Records for this exercise Start Marker
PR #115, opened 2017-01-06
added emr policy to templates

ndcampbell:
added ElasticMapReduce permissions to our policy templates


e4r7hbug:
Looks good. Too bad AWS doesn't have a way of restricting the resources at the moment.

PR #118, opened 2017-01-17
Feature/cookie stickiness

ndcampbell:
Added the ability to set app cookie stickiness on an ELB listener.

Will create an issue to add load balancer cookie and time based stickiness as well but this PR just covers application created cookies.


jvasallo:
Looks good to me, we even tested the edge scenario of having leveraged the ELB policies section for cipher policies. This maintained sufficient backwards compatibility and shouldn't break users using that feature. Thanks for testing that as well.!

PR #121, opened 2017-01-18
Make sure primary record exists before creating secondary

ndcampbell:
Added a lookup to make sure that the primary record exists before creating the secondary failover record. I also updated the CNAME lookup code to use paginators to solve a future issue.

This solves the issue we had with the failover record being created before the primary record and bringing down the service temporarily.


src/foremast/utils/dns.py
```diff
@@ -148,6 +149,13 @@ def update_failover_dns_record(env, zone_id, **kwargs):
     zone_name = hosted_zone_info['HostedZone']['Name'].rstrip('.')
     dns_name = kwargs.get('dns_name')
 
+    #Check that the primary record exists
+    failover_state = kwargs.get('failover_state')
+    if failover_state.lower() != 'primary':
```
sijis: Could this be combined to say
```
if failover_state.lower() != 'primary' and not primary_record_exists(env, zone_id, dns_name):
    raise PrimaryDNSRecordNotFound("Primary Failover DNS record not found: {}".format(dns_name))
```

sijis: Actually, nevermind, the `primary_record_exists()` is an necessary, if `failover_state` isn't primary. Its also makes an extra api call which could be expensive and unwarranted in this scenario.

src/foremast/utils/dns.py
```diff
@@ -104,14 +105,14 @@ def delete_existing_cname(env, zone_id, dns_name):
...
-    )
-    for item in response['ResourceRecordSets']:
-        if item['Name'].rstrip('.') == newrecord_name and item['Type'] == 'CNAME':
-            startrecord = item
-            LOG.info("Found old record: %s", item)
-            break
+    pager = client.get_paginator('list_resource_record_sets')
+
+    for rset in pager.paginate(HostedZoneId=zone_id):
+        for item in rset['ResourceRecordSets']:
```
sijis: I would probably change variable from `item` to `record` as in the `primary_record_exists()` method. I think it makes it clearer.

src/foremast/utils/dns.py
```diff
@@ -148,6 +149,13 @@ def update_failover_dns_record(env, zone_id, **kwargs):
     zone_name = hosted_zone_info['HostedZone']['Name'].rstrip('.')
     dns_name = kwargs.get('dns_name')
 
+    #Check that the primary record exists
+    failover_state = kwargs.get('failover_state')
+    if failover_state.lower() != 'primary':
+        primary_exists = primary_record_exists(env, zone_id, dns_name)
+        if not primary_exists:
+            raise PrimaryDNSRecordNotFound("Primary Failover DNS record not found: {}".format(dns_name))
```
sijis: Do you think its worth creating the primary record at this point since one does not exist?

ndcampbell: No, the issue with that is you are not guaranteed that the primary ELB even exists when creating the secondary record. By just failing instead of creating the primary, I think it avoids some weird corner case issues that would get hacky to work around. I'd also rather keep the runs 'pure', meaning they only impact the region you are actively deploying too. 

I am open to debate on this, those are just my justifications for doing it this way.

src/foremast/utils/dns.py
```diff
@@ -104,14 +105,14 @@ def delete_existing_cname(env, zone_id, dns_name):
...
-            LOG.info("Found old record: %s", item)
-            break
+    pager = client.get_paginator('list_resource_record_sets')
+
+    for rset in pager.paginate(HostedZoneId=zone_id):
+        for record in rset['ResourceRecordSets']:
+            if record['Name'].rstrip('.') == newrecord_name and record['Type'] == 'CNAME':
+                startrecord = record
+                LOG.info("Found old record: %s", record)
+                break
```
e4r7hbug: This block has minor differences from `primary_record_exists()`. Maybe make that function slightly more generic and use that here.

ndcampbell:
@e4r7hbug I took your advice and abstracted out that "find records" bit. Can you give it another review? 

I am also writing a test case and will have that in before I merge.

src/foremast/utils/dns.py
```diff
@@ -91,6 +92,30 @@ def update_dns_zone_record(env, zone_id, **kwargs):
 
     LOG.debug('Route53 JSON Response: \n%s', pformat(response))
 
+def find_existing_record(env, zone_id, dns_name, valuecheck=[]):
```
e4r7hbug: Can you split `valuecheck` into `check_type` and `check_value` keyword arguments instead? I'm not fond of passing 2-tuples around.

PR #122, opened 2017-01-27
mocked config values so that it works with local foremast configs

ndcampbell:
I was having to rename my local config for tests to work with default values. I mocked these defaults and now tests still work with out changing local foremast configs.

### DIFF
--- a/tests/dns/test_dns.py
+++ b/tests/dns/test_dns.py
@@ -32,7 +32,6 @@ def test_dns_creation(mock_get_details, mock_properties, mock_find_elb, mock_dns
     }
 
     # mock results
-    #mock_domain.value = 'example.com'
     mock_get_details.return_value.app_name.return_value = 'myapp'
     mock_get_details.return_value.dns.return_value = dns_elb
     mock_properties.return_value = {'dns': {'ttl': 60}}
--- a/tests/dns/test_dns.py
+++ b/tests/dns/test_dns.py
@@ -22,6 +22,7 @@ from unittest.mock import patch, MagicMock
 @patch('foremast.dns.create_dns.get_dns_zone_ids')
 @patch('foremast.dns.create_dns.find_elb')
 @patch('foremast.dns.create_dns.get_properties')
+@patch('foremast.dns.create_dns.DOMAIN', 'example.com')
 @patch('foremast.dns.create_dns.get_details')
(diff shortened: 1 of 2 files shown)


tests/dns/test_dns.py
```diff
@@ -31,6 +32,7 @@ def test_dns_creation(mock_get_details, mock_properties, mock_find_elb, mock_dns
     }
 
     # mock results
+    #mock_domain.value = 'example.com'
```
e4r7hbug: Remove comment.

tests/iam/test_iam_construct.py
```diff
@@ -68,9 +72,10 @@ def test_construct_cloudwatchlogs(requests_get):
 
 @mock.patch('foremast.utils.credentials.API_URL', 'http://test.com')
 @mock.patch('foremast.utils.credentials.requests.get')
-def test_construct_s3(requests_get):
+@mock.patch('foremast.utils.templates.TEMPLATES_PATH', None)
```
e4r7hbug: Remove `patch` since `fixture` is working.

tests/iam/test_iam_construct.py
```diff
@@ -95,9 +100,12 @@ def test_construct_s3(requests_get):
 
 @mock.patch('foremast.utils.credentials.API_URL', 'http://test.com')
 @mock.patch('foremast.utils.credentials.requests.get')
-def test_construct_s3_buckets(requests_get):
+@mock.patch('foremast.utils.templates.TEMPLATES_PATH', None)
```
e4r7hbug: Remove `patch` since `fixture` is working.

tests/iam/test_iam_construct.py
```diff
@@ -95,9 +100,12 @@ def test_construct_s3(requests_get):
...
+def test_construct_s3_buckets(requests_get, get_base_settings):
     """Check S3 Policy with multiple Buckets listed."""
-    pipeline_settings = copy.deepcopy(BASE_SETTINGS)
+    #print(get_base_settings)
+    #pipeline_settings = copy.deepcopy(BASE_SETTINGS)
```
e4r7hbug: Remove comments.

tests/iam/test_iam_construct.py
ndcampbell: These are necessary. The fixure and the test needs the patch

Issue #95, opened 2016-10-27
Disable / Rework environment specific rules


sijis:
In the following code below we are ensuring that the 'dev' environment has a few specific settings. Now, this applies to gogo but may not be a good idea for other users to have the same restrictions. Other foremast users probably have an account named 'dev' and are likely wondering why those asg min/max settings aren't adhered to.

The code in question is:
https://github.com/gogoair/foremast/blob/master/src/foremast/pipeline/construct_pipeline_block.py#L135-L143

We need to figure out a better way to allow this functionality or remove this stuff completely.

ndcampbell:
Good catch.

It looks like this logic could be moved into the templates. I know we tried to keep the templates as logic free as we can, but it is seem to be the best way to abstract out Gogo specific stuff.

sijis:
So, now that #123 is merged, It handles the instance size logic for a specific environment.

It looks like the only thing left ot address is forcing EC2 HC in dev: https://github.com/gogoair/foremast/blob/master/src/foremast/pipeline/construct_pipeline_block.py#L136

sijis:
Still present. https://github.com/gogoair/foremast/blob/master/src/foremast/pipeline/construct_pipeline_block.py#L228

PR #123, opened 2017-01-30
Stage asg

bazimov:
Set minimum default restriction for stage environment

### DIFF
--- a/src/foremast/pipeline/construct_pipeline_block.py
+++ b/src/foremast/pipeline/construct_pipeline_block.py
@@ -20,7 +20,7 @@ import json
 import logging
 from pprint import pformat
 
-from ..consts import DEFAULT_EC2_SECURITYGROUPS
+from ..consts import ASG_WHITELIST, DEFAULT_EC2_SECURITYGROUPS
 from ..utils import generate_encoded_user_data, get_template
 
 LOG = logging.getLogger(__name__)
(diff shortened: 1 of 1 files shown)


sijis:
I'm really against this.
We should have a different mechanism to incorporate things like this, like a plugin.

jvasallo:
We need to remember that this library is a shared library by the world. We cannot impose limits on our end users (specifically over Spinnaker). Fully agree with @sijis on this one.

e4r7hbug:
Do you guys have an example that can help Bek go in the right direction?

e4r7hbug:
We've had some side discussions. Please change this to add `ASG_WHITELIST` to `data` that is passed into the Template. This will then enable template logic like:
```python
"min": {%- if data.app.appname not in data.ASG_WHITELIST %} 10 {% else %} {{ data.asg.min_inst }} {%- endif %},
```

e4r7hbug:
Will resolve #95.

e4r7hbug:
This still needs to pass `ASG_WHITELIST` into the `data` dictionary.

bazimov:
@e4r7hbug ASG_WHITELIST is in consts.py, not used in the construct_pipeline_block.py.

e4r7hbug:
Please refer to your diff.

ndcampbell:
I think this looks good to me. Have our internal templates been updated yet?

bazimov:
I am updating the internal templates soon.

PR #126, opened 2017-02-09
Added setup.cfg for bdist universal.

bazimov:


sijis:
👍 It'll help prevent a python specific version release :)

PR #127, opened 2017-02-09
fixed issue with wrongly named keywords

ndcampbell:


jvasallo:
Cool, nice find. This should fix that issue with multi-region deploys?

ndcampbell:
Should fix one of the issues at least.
Records for this exercise End Marker
Records for this exercise Start Marker
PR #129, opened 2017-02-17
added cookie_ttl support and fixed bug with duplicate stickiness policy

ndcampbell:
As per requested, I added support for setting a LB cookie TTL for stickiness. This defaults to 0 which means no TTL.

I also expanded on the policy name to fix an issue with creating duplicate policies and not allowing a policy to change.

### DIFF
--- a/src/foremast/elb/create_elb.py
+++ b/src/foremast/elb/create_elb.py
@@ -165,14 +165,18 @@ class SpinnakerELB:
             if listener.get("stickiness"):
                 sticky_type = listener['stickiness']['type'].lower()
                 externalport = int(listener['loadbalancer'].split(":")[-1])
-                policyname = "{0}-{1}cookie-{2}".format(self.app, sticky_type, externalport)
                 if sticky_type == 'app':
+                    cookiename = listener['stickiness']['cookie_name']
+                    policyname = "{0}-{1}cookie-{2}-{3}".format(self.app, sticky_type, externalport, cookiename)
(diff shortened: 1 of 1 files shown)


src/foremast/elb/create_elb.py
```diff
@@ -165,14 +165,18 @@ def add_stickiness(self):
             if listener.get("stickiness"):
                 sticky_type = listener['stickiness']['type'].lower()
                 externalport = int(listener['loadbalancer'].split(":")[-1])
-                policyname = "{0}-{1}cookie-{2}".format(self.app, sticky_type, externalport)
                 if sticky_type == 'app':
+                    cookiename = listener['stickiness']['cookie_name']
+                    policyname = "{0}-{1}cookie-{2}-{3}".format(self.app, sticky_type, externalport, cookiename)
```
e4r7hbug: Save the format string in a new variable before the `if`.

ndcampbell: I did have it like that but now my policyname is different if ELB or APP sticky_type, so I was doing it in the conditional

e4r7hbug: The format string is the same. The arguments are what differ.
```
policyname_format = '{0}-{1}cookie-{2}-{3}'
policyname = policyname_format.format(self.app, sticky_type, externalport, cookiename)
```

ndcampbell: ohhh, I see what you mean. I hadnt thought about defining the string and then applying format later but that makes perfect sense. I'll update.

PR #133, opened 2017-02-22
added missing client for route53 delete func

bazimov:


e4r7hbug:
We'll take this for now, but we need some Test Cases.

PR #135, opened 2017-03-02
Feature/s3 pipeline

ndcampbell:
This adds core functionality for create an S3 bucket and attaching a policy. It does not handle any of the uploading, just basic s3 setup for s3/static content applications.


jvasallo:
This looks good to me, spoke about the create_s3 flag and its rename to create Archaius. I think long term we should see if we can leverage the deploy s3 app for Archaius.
Records for this exercise End Marker
Task description » From the records above, reproduce exactly the lines from the one with "Please refer to your diff." to the one with "Should fix one of the issues at least.", both included, and no others.

Solution for this task »
Please refer to your diff.

ndcampbell:
I think this looks good to me. Have our internal templates been updated yet?

bazimov:
I am updating the internal templates soon.

PR #126, opened 2017-02-09
Added setup.cfg for bdist universal.

bazimov:


sijis:
👍 It'll help prevent a python specific version release :)

PR #127, opened 2017-02-09
fixed issue with wrongly named keywords

ndcampbell:


jvasallo:
Cool, nice find. This should fix that issue with multi-region deploys?

ndcampbell:
Should fix one of the issues at least.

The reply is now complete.